Size of data structures representing information in the SI-Pron pronunciation lexicon
In its compact form, the MDFST structure representing the reduced information of the SI-Pron pronunciation lexicon is over 40 times smaller than the original UTF8-encoded text representation as seen in Table 11. It is also three times smaller than the MDFST representing the complete allophone transcription.
7. Discussion
We have studied the potential of finding smaller MDFSTs for representing pronunciation lexicons while changing the input and output alphabets of the FST with different many-to-many alignments of grapheme and allophone transcription. The results (Figures 6–8) show that the greatest reduction in the number of states for two out of three pronunciation lexicons is achieved using the a21 alignment, whereas for the a12 alignment with the CMU-US lexicon the number of states even increased in comparison to the a11 alignment. For the CMU-US lexicon and a21 alignment, the reduction of the number of states was 30%, which is promising, whereas for other lexicons the reduction was significantly lower. One explanation would be that the other two lexicons represent highly inflected languages.

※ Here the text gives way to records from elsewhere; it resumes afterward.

Issue #121, opened 2020-04-28
Lists


evaera:
- `list [something]`: 
  - `players`
- `pick [n] [list]`: Get a value from a list
- `len [list]`: Length of list
- `random [n]`: Get a random value between 1..n

Get a random player:
`pick ${run random ${len list players}} ${list players}`

Maybe: `pick !random [list]` as a built-in to pick from a list

TheNexusAvenger:
For my use case (Innovation Security's use case), trainers run commands on random players for specific rounds in the game (ex: `:bring random,random,random` to bring 3 random players, oh say to be snipers). Moving to Cmdr currently means the functionality doesn't exist. It would be helpful to have "random" being valid for the `player` and `players` type.

Issue #89, opened 2019-10-17
Make *, . work for all types


evaera:
If a type is listable, and it has an autocomplete function, then entering `*` should be interpreted as the list of every entry returned from the autocomplete function when there is no text for that argument.

Using a `.` in place of an argument value should be considered the "default value". It's only usable if the type definition has a function called `Default`. `Default` is called with the command context and it should return the value which the commands will get. For the `player` and `players` type, the Default will return the executing player. 

`**` should be interpreted as everything from `*`, minus the default value `.`. This is akin to the "others" shorthand that currently exists in the `players` type. Not sure on this one though. Other options could be `!`, `*!`, `*.`, or `*-.` (all minus default value).

After this, the "all", "others", and "me" shorthands will be removed from the `players` type.

evaera:
`?` for random

PR #122, opened 2020-04-28
Add Random Player Selector

TheNexusAvenger:
# Purpose
The purpose of this pull request is to add the ability to select random players with the `player` and `players` datatype.

# Justification
Innovation Security (managed by non-developers) runs security trainings for the group and performs events. Some of these events rely on picking random players (between 1 and n), such as for snipers to stop everyone else from reaching the end of a map. The current syntax used as part of the older admin system (Nexus Admin) uses `random` as the selector, such as `:bring random,random,random` to bring 3 random players.

# Implementation Overview
The change requested involves adding both ~`random` and~ `?` to the `player` type as selectors for selecting random players, as well as being able to select a specific amount of random players using ~`random[n]` and `?[n]`~ `?n` (as mentioned in https://github.com/evaera/Cmdr/issues/121). This should not close the issue since it doesn't provide a robust solution for randomness/lists and is specific to players.

Edit: `random` and `random[n]` were removed and `?[n]` was changed to `?n` as requested from private messages.

### DIFF
--- a/Cmdr/BuiltInTypes/Player.lua
+++ b/Cmdr/BuiltInTypes/Player.lua
@@ -30,7 +30,7 @@ local function ShorthandMultiple (text, executor)
 		if maxSize and maxSize > 0 then
 			local players = {}
 			local remainingPlayers = Players:GetPlayers()
-			for i = 1,math.min(maxSize, #remainingPlayers) do
+			for i = 1, math.min(maxSize, #remainingPlayers) do
 				table.insert(players,table.remove(remainingPlayers, math.random(1, #remainingPlayers)))
 			end
 			
--- a/Cmdr/BuiltInTypes/Player.lua
+++ b/Cmdr/BuiltInTypes/Player.lua
@@ -4,6 +4,13 @@ local Players = game:GetService("Players")
 local function ShorthandSingle (text, executor)
 	if text == "." or text == "me" then
 		return {executor}
+	elseif text == "random" or text == "?" then
+		local players = Players:GetPlayers()
+		if #players <= 1 then
+			return players
+		else
+			return {players[math.random(1,#players)]}
+		end
 	end
 end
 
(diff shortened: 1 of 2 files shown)


Cmdr/BuiltInTypes/Player.lua
```diff
@@ -19,6 +26,17 @@ local function ShorthandMultiple (text, executor)
 			end
 		end
 		return Others
+	elseif string.match(text, "%?(%d+)") then
+		local maxSize = tonumber(string.match(text, "%?(%d+)"))
+		if maxSize and maxSize > 0 then
+			local players = {}
+			local remainingPlayers = Players:GetPlayers()
+			for i = 1,math.min(maxSize, #remainingPlayers) do
+				table.insert(players,table.remove(remainingPlayers, math.random(1, #remainingPlayers)))
```
evaera, line 35:
```suggestion
				table.insert(players, table.remove(remainingPlayers, math.random(1, #remainingPlayers)))
```

Cmdr/BuiltInTypes/Player.lua
```diff
@@ -19,6 +26,17 @@ local function ShorthandMultiple (text, executor)
 			end
 		end
 		return Others
+	elseif string.match(text, "%?(%d+)") then
+		local maxSize = tonumber(string.match(text, "%?(%d+)"))
+		if maxSize and maxSize > 0 then
+			local players = {}
+			local remainingPlayers = Players:GetPlayers()
+			for i = 1,math.min(maxSize, #remainingPlayers) do
```
evaera, line 34:
```suggestion
			for i = 1, math.min(maxSize, #remainingPlayers) do
```

Cmdr/BuiltInTypes/Player.lua
```diff
@@ -19,6 +26,17 @@ local function ShorthandMultiple (text, executor)
 			end
 		end
 		return Others
+	elseif string.match(text, "%?(%d+)") then
+		local maxSize = tonumber(string.match(text, "%?(%d+)"))
```
evaera, line 30:
```suggestion
		return Others
	end
	
	local randomMatch = text:match("%?(%d+)")
	if randomMatch then
		local maxSize = tonumber(randomMatch)
```

Cmdr/BuiltInTypes/Player.lua
```diff
@@ -4,6 +4,13 @@ local Players = game:GetService("Players")
 local function ShorthandSingle (text, executor)
 	if text == "." or text == "me" then
 		return {executor}
+	elseif text == "?" then
+		local players = Players:GetPlayers()
+		if #players <= 1 then
+			return players
+		else
+			return {players[math.random(1, #players)]}
+		end
```
evaera, line 13:
```suggestion
		return {players[math.random(1, #players)]}
```

I think the performance gain is not worth the added complexity here

evaera:
Responded with a review. Commit the suggestions if they make sense or leave comments if anything is confusing

TheNexusAvenger:
I initially had the special casing for the `<= 1` case because I originally didn't know `math.random(1,1)` worked. The less than the case was to handle 0 because I instinctively thought "what if there are 0 players"... although on second thought, I would be concerned if that condition were to happen. I will commit the suggestions.

evaera:
> I initially had the special casing for the `<= 1` case because I originally didn't know `math.random(1,1)` worked. The less than the case was to handle 0 because I instinctively thought "what if there are 0 players"... although on second thought, I would be concerned if that condition were to happen. I will commit the suggestions.

That is an interesting thought. It's probably not possible right now but is something worth considering when implementing #89 for the more general case.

Additional experiments with lexicons for other languages with more and less rich morphology should be performed to support this claim. An additional drawback when changing the input and output alphabet of the FST is that we have to keep track of the newly introduced symbols. The alphabet for CMU-US with the a21 alignment has 740 input symbols, whereas the equivalent a11 alignment alphabet consists of 54 input symbols only (Table 5). The increase in the number of input symbols is considerable, but keeping track of them is negligible in comparison to the benefit of saving memory space by reducing the number of states in the FST.

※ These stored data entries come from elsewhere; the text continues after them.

Issue #124, opened 2020-05-06
The cmdr input field is selectable using controller when GUI is not visible


robinwassen:
Cmdr is interfering with the selection cursor when playing with a controller.

**Affected versions:** 1.5.0, 1.4.0

**Steps to reproduce:**
- Play with a controller
- Press the back button to toggle the GUI selection 

**Expected results:** You should not be able to select the input field

**Actual results:** The cmdr input field is selectable

**Prosposed solution:**
- Add a selection group to the cmdr frame

![image](https://user-images.githubusercontent.com/302151/81140353-4f1f2280-8f69-11ea-8e83-4d05aa6e6a8d.png)

evaera:
We can fix this by setting [https://developer.roblox.com/en-us/api-reference/property/GuiObject/Selectable] to false in https://github.com/evaera/Cmdr/blob/master/Cmdr/CreateGui.lua

robinwassen:
@evaera I will get back with a PR in 15 minutes to fix this :)

PR #126, opened 2020-05-06
Fixed so TextBox is not selectable using controller #124

robinwassen:
See #124 

I took the liberty to remove the auto-generated notice. Judging by the files currently in version control I assume that was some legacy method of creating this file.

### DIFF
--- a/CHANGELOG.md
+++ b/CHANGELOG.md
@@ -1,6 +1,7 @@
 # Next
 
 - Add random selector for player type (#122)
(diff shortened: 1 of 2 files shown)


evaera:
Yep! That's true. The comment is old.

Please update CHANGELOG.md under the Next title and reference this issue (#126)

robinwassen:
Nice! I have added a commit to update CHANGELOG.md now.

In the second experiment, all the information that can be reconstructed with a set of context-dependent rules was removed from the allophone transcription in the Slovenian pronunciation lexicon. By building the MDFST for the new lexicon, we succeeded in significantly reducing the number of states by 65% (Table 10) and in achieving an implementation over three times smaller (Table 11). The proposed method can be used for efficiently representing Slovenian pronunciation lexicon resources; the use of a similar principle could also be considered for other languages with similar pronunciation properties.
8. Conclusion
Finite-state transducers are frequently used for pronunciation lexicon representations in speech engines, in which memory and processing resources are scarce. Two possibilities for further memory footprint reduction of finite-state transducers representing pronunciation lexicons were proposed in the paper. First, different alignments of grapheme and allophone transcriptions were studied and an up to 30% reduction in the number of states was achieved. Second, a combination of grapheme-to-allophone rules with an FST yielded a 65% smaller finite-state transducer than conventional approaches. The proposed method can be used for efficiently representing Slovenian pronunciation lexicon resources; it should also be tested for other languages with similar pronunciation properties.
Footnotes
9. Acknowledgements
The research work by the first author was partially financed by the European Union, European Social Fund, the framework of the Operational Programme for Human Resources Development for the Period 2007–2013 under contract no. P-MR-10/94.